Where Todd Akin Is Coming From

Once a month, congregants from Akin’s church gather to protest abortion and emergency contraception. “He’s gospel-driven, that’s the bottom line. And he’s not afraid to speak his mind.”

Twin Oaks Presbyterian Church in Ballwin, Mo.

BALLWIN, Mo. — On a clear, quiet autumn morning roughly half an hour outside of St. Louis, a handful of men and one woman gathered Saturday morning to protest at a Planned Parenthood clinic.

Holding signs that read, “THE PILL KILLS,” “Planned Parenthood Kills Children” and — in honor of baseball season — “Support the Cards and unborn babies,” the small gaggle of protestors was nearly indistinguishable from those that post up at Planned Parenthood clinics nationwide.

But this protest offers a particular glimpse into one of the key stories in American politics this year. Three of the protestors had come on behalf of Twin Oaks Presbyterian Church, where Rep. Todd Akin — the embattled, conservative candidate for Senate here, who has turned an easy win for Republicans into an almost sure loser with comments on abortion and rape — and his family are among the congregants, and have known Akin for years. Akin, they said, has been a regular at their protests for years, and their memories offered a glimpse at the political roots of a man who burst onto the national stage as a pure caricature — the man who popularized the phrase “legitimate rape” and made clear that even members of Congress can have views of the human reproductive system that are at odds with modern science.

Here is the countervailing view of Akin: A devoted leader of the anti-abortion movement whose allies are more than willing to forgive him the occasional misstep.

“He’s a humble, gentle, caring family man,” said Kerry Brown, 52, who said he met Akin through church, where Akin at one time served among a select group of elders in the roughly 500-person congregation. “He’s gospel-driven, that’s the bottom line. And he’s not afraid to speak his mind.”

Just behind Brown, the church’s steeple jutted out above lower-profile buildings, separated by just a small highway from the strip mall that houses Ballwin’s Planned Parenthood clinic.

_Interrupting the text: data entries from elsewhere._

PR #360, opened 2017-11-16
EKF RingBuffer allocation minor improvements + print memory usage

dagar:
Expanding the simple status for command line debugging. This is crude, but helps give you an idea where the memory is going.

	nsh> ekf2 status
	INFO  [ekf2] time slip: -40 us
	INFO  [ekf2] Ekf2 class: 6896 Bytes
	INFO  [ekf2] Ekf2 stack size: 6600 Bytes
	INFO  [lib__ecl] local position valid: no
	INFO  [lib__ecl] global position valid: no
	INFO  [lib__ecl] imu buffer: 22 (888 Bytes)
	INFO  [lib__ecl] gps buffer: 14 (680 Bytes)
	INFO  [lib__ecl] mag buffer: 14 (344 Bytes)
	INFO  [lib__ecl] baro buffer: 14 (232 Bytes)
	INFO  [lib__ecl] range buffer: 1 (24 Bytes)
	INFO  [lib__ecl] airspeed buffer: 1 (24 Bytes)
	INFO  [lib__ecl] flow buffer: 1 (56 Bytes)
	INFO  [lib__ecl] ext vision buffer: 1 (56 Bytes)
	INFO  [lib__ecl] output buffer: 22 (1064 Bytes)
	INFO  [lib__ecl] output vert buffer: 22 (536 Bytes)
	INFO  [lib__ecl] drag buffer: 1 (24 Bytes)

Ideas for future memory savings
 - take a pass over the EstimatorInterface, Ekf, Ekf2 classes and remove anything that doesn't need to persist. What can be calculated as needed? What's already available in another form?
 - use relative timestamps where possible?
 - ekf2_main stack size can be reduced a bit with a small structural change.
 - don't keep params on both sides

### DIFF
--- a/EKF/RingBuffer.h
+++ b/EKF/RingBuffer.h
@@ -155,6 +155,8 @@ public:
 		return false;
 	}
 
+	int get_total_size() { return sizeof(*this) + sizeof(data_type) * _size; }
+
 private:
 	data_type *_buffer{nullptr};
 
--- a/EKF/RingBuffer.h
+++ b/EKF/RingBuffer.h
@@ -45,7 +45,13 @@ template <typename data_type>
 class RingBuffer
 {
 public:
-	RingBuffer() = default;
+	RingBuffer() {
+		if (allocate(1)) {
+			// initialize with one empty sample
+			data_type d = {};
+			push(d);
+		}
+	}
 	~RingBuffer() { delete[] _buffer; }
 
 	// no copy, assignment, move, move assignment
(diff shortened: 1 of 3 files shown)


dagar:
A small simplification in the allocation logic on top of https://github.com/PX4/ecl/pull/359

dagar:
In each case it should be checking the corresponding buffer fail bool next to the initialised flag.

priseborough:
This got closed when I deleted the branch used for #359 after merging it.

PR #362, opened 2017-11-21
EKF: Add additional velocity interface to use landing beacon data

priseborough:
See https://github.com/PX4/Firmware/pull/8160 for details

### DIFF
--- a/EKF/common.h
+++ b/EKF/common.h
@@ -156,6 +156,12 @@ struct dragSample {
 	uint64_t time_us;	///< timestamp of the measurement (uSec)
 };
 
+struct auxVelSample {
+	Vector2f velNE;		///< measured NE velocity relative to the local origin (m/sec)
+	Vector2f velVarNE;	///< estimated error variance of the NE velocity (m/sec)**2
+	uint64_t time_us;	///< timestamp of the measurement (uSec)
+};
+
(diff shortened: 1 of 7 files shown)


TSC21:
@priseborough I ask you if it is possible to extend this velocity interface to include the vertical velocity Z component? The reason is that for the case of the beacon, we are using the X/Y velocities, but when we have full pose estimation of a landing target being visually tracked (which I'll be adding the extension after PX4/Firmware#8160 is merged), we also have the Z component of it.

priseborough:
It is possible, but should be done in conjunction with extending the landing_target_pose message. This  should include the z states, corresponding variances and separate validity for the vertical states.

When this is in place I will create another PR for ecl/EKF.

TSC21:
> It is possible, but should be done in conjunction with extending the landing_target_pose message. This should include the z states, corresponding variances and separate validity for the vertical states.
>
>When this is in place I will create another PR for ecl/EKF.

Sounds good to me. Will add it then when I do I do the upgrade.

priseborough:
SITL test log here: https://logs.px4.io/plot_app?log=97145626-db8c-4743-90f8-c4632a3bcde8

The following plot shows the velocity innovations from the GPS and landing target.

screen shot 2017-11-21 at 11 54 26 am

PR #365, opened 2017-11-24
EKF: Fix vel pos innovation handling bug

priseborough:
Fixes a bug introduced by commit 882f4d4 that incorrectly handles vertical velocity and position innovations.

Before - vertical innovations are not output by the EKF:

before

After - now they are:

after


LorenzMeier:
Did you also send a PR against PX4 upstream to fix?

priseborough:
I'll do that now. The version used by upstream doesn't have the bug that this fixes.

Issue #363, opened 2017-11-23
initial error message "EKF stopping navigation"


dagar:
This is low priority and only a minor annoyance, but the EKF is printing "EKF stopping navigation" at the beginning of many flights.

For example
https://logs.px4.io/plot_app?log=510f330b-db14-4398-9d8a-9fe6f9c28638

![image](https://user-images.githubusercontent.com/84712/33187081-2844a496-d05d-11e7-901d-cc9935c050d0.png)

Can this be initialized differently to skip the error? https://github.com/PX4/ecl/blob/882f4d44e5b9111c4ace4348fa82de5c58c351d1/EKF/control.cpp#L1338

PR #367, opened 2017-12-03
EKF: Don't print navigation lost message on startup

priseborough:
Fixes https://github.com/PX4/ecl/issues/363

screen shot 2017-12-04 at 9 51 26 am


LorenzMeier:
Ready for Firmware PR

PR #369, opened 2017-12-12
EKF: Release flow speed limit progressively

priseborough:
When GPS use is gained whilst flying using optical flow data, the release of the speed limit can cause unexpected change in responsiveness the first time the operator moves the vehicle after the limit is released.

When another source of external aiding (eg GPS) is gained, this patch releases the speed limit as height is gained, but does not reduce it when the vehicle descends,  unless other aiding is lost and optical flow becomes the only source of aiding again.

Flight tested on a px4fmu-v4 board using https://github.com/PX4/Firmware/pull/8223

Test Log: https://logs.px4.io/plot_app?log=4bdc4540-9a52-450a-a14e-afeac2606f3d


priseborough:
Testing was performed by taking off in position mode before GPS checks passed from an under cover location and flying out to where there was limited sky view, verifying that the horizontal speed was being limited. The vehicle height was increased to 3m to improve sky view and enable GPS checks to pass. The vehicle was progressively reduced in height and manoeuvred to confirm that the speed limit did not reduce with reducing altitude.

screen shot 2017-12-12 at 11 29 48 am

PR #371, opened 2017-12-18
ekf: return beta test ratio in get_innovation_test_status

CarlOlsson:
Also requires changes on the [firmware side](https://github.com/PX4/Firmware/pull/8489)


priseborough:
Looks good to me. Can you push to a branch in the upstream repo and reference it in your Firmware PR so that testing and merging can be coordinated.

priseborough:
@CarlOlsson I will merge it now. Please update https://github.com/PX4/Firmware/pull/8489.

PR #372, opened 2017-12-21
TECS initialize throttle integrator at cruise if in air

dagar:


priseborough:
Code looks good. I would want to see a VTOL log (SITL or hardware) before merging to ensure the change in behaviour is as expected. Can you raise a WIP PR on Firmware using this commit so we can get the interactions checked?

The clinic, which does not perform abortions, isn’t visible from the church steps, but the church can be seen from Planned Parenthood’s front door. So the protestors weren’t entirely in enemy territory.

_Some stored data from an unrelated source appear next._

PR #377, opened 2018-01-12
Reverse the linked list of data_validator_group

lijieamd:
---

maintain a first node for search from index 0 to fix issue PX4/Firmware#8644

before fix:
I tested with jlink debug on real hardware
I have 2 mag sensor connected to board, mag0 have orb priority 75(ORB_PRIO_DEFAULT), mag1 have orb priority 125(ORB_PRIO_VERY_HIGH). mag0 publish first, and then mag1, image below show screen shot of breakpoint at the moment before adding mag1 to validator group, you can see **_first** is mag0 (which has priority 75)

Within a few minutes of each other, two drivers honked and waved affably. “Thank you!” one yelled out his car window.

The church’s “Life Team” gathers here once a month, for an hour or so, to protest and to speak with those people coming and going from the clinic.

Akin hasn’t joined in the monthly protests, the church congregants said, but has religiously attended the church’s annual anti-abortion “Life Chain” events — until the one this year, roughly one week ago.

Rod Cunningham, one among the protesters, said he met Akin at the first Life Chain event at their previous church, Covenant Presbyterian Church, roughly 18 years ago, when Akin’s youngest daughter “was still in the womb.”

“This last week was the first time he hasn’t been to Life Chain,” Cunningham, 57, said of Akin,” because of concerns for his safety and the safety of his family.”

Those threats have come largely in response to Akin’s remark that women’s bodies can “shut down” a pregnancy in the case of “legitimate rape.”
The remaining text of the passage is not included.